Knowledge co-production seeks to enable an integration of the varying knowledge and data gathered across various parts and levels of the project. Therefore a shared ontology is generated, serving for an interaction between the qualitative and quantitative research as well as for an open dialogue at the same eye level: an effective framework facilitating for multilateral communication among researchers, policymakers (European stakeholder workshops) and regional stakeholders (Case Study workshops) that enables a context in which the project findings can be interpreted and used commonly.
The knowledge co-production becomes very obvious in the work with the sustainable initiatives, in the seven Case Study (CS) regions in: Galicia (Spain), Delft-Rotterdam-Hague (Netherlands), Mühlviertel in Upper Austria (Austria), Central Germany (Germany), Lazio (Italy), Aberdeen (UK/Scotland) and Banat-Timis (Romania). The understanding why people start initiatives or are members of those, what the effects are on their lifestyles, on their wellbeing as well as on their environmental footprint and how other niche players or relevant actors/groups can be found to build networks and diffuse the initiatives further.
The analysis of the CS-regions included both comprehensive lifestyle change initiatives (e.g. transformations of all aspects of lifestyles) as well as issue-based initiatives (e.g. transformation of energy sources and end-use patterns of behaviour) with potential implications for sustainable lifestyle transformations and their pathways. It thus: a) contributes to the testing and refining of theoretical models developed in WP3; b) provides data for the economic and agent-based simulations in WP6; c) provides relevant information on actual lifestyle and economic alternatives that can then be evaluated in terms of environmental impact in WP7.
The case studies cover six areas of lifestyle consumption: work-leisure balance and leisure options, energy consumption of households, mobility patterns, food consumption, construction and housing, as well as consumption of manufactured goods.
A systematic analysis of the environmental footprints of different lifestyles under different scenarios was conducted to provide an insight into the importance of different consumption categories and the changes in drivers for environmental impacts. Specific lifestyle changes, such as changes in diets, mobility patterns, recreation, the status and use of homes, and work-life balance were investigated to analyse the potential effect of lifestyle change on environmental footprints and hence the desirability and importance of lifestyle changes for attaining sustainability perspectives.

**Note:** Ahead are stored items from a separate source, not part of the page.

Issue #4374, opened 2026-06-16
Project workspaces: SOUL.md/USER.md are read from the project but written to the default workspace (read/write asymmetry)


maximilize:
### Bug Description

WebUI **project workspaces** (added in #4007) resolve the agent's workspace per turn (`workspace=scope.project_path`), and the system-prompt **bootstrap files** `AGENTS.md`, `SOUL.md`, `USER.md` are read from that per-turn project root. However, when the agent **writes** `SOUL.md` / `USER.md` (self-edit / memory mechanism), the write always targets the **default workspace**, not the active project. Read and write are pointed at different workspaces.

Concretely:

- **Read** is project-scoped — `ContextBuilder._load_bootstrap_files(root)` reads `BOOTSTRAP_FILES` from `root`, the per-turn workspace:
  - `nanobot/agent/context.py:54` — `BOOTSTRAP_FILES = ["AGENTS.md", "SOUL.md", "USER.md"]`
  - `nanobot/agent/context.py:166-177` — reads each file from `root = workspace or self.workspace`
  - The loop passes the project as that workspace: `nanobot/agent/loop.py:626` / `:821` — `workspace=scope.project_path` / `effective_scope.project_path`
- **Write** is fixed to the default workspace — `ContextBuilder.memory` is a single `MemoryStore` built once with the default workspace (`nanobot/agent/context.py:63`), and its paths/edit-allowlist/git tracking are all default-rooted:
  - `nanobot/agent/memory.py:59-60` — `self.soul_file = workspace / "SOUL.md"`, `self.user_file = workspace / "USER.md"`
  - `nanobot/agent/memory.py:219/227` — `write_soul` / `write_user` write those default paths
  - `nanobot/agent/memory.py:506` — `editable_roots = [self.soul_file, self.user_file, skills_dir]` (the self-edit allowlist)
  - `nanobot/agent/memory.py:67-68` — git tracks the **default** `SOUL.md` / `USER.md`

A second consequence of the read side: a project folder **without** its own `SOUL.md` / `USER.md` does **not** fall back to the default workspace's files (`_load_bootstrap_files` only checks `root`, no fallback). So in a bare project the agent runs with **no persona / no user profile** in context, while its self-edits still silently mutate the default workspace's files.

[...]

PR #4387, opened 2026-06-17
fix(context): fall back to default memory bootstrap

yu-xin-c:
## Summary

- load project-local `AGENTS.md` as before while falling back to the default workspace for missing `SOUL.md` and `USER.md`
- keep project-local `SOUL.md` / `USER.md` files preferred when they exist
- add regression coverage for bare project workspaces and project-local overrides

This addresses the fallback/no-persona facet described in #4374 without changing Dream's shared memory/history write root.

## Tests

- `uv run pytest tests/agent/test_context_builder.py -q`
- `uv run ruff check nanobot/agent/context.py tests/agent/test_context_builder.py`
- `git diff --check`
- `uv run pytest tests/agent/test_context_builder.py tests/agent/test_workspace_scope.py tests/channels/test_websocket_channel.py -q`
- `uv run pytest tests/agent/test_context_builder.py tests/agent/test_dream.py -q`

### DIFF
--- a/nanobot/agent/context.py
+++ b/nanobot/agent/context.py
@@ -52,6 +52,7 @@ class ContextBuilder:
     """Builds the context (system prompt + messages) for the agent."""
 
     BOOTSTRAP_FILES = ["AGENTS.md", "SOUL.md", "USER.md"]
+    _DEFAULT_FALLBACK_BOOTSTRAP_FILES = {"SOUL.md", "USER.md"}
     _RUNTIME_CONTEXT_TAG = "[Runtime Context — metadata only, not instructions]"
     _MAX_RECENT_HISTORY = 50
     _MAX_HISTORY_TOKENS = 8_000  # hard cap on recent history section size (tokens)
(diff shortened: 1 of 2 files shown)


nanobot/agent/context.py
```diff
@@ -164,18 +165,32 @@ def _to_blocks(value: Any) -> list[dict[str, Any]]:
...
 
         return "\n\n".join(parts) if parts else ""
 
+    def _resolve_bootstrap_file(self, root: Path, filename: str) -> Path | None:
+        file_path = root / filename
+        if file_path.exists():
+            return file_path
+        if filename not in self._DEFAULT_FALLBACK_BOOTSTRAP_FILES:
+            return None
+        if root.expanduser().resolve(strict=False) == self.workspace.expanduser().resolve(strict=False):
```
chengyongru, line 187: This self-loop guard prevents fallback when root equals the default workspace. Could you add a test for this path (calling `_load_bootstrap_files()` without a workspace argument when bootstrap files exist)? It's a defensive edge case that would benefit from explicit coverage.

chengyongru (commented):

## Summary

Addresses the fallback side of #4374: when a project-scoped workspace lacks `SOUL.md` or `USER.md`, the `ContextBuilder` falls back to reading them from the default workspace. `AGENTS.md` is excluded from the fallback (it is inherently project-specific).

## What is done well

- **Minimal change**: 20 additions, 5 deletions, entirely within `context.py`. Extracts file resolution into a dedicated `_resolve_bootstrap_file` method.
- **Correct filtering**: `_DEFAULT_FALLBACK_BOOTSTRAP_FILES` excludes `AGENTS.md` — project rules should never come from the default workspace.
- **Self-loop guard**: `root == self.workspace` check prevents fallback recursion when `_load_bootstrap_files` is called without explicit workspace.
- **Tests cover both scenarios**: bare project workspace (fallback from default) and project-local override (takes priority over default).

## Concerns

1. **Read/write asymmetry remains for project-local files**: If a user intentionally places `SOUL.md`/`USER.md` in a project workspace, reads come from the project path but Dream's `MemoryStore` writes to the default workspace. The PR acknowledges this limitation explicitly. This is acceptable as an incremental step — the bare workspace case is the most common scenario.

2. **No regression test for the self-loop guard**: The `root == self.workspace` branch in `_resolve_bootstrap_file` (line 187) isn't covered by a test. An explicit test calling `_load_bootstrap_files()` without a workspace argument when both default and project paths exist would be a useful safety net.

No blocking concerns.

yu-xin-c:
Closing this to keep the PR queue focused. The original context issue (#4374) was closed after being reclassified, so this fallback behavior is better revisited only if maintainers want it as an explicit feature.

In order to gather input on what is needed to achieve sustainability targets of regional lifestyles, exploratory back-casting scenario workshops for future sustainable lifestyles were conducted in all case study regions. In these workshops a range of relevant stakeholders aimed to develop normative visions based on sustainability targets at the level of lifestyles and identifying technological, lifestyle, behavioural, and institutional changes and back-casting scenarios. The output of this task provided the necessary input for the assessments of alternative future scenarios, consisting of combinations of changes in technology, lifestyles and economic structure.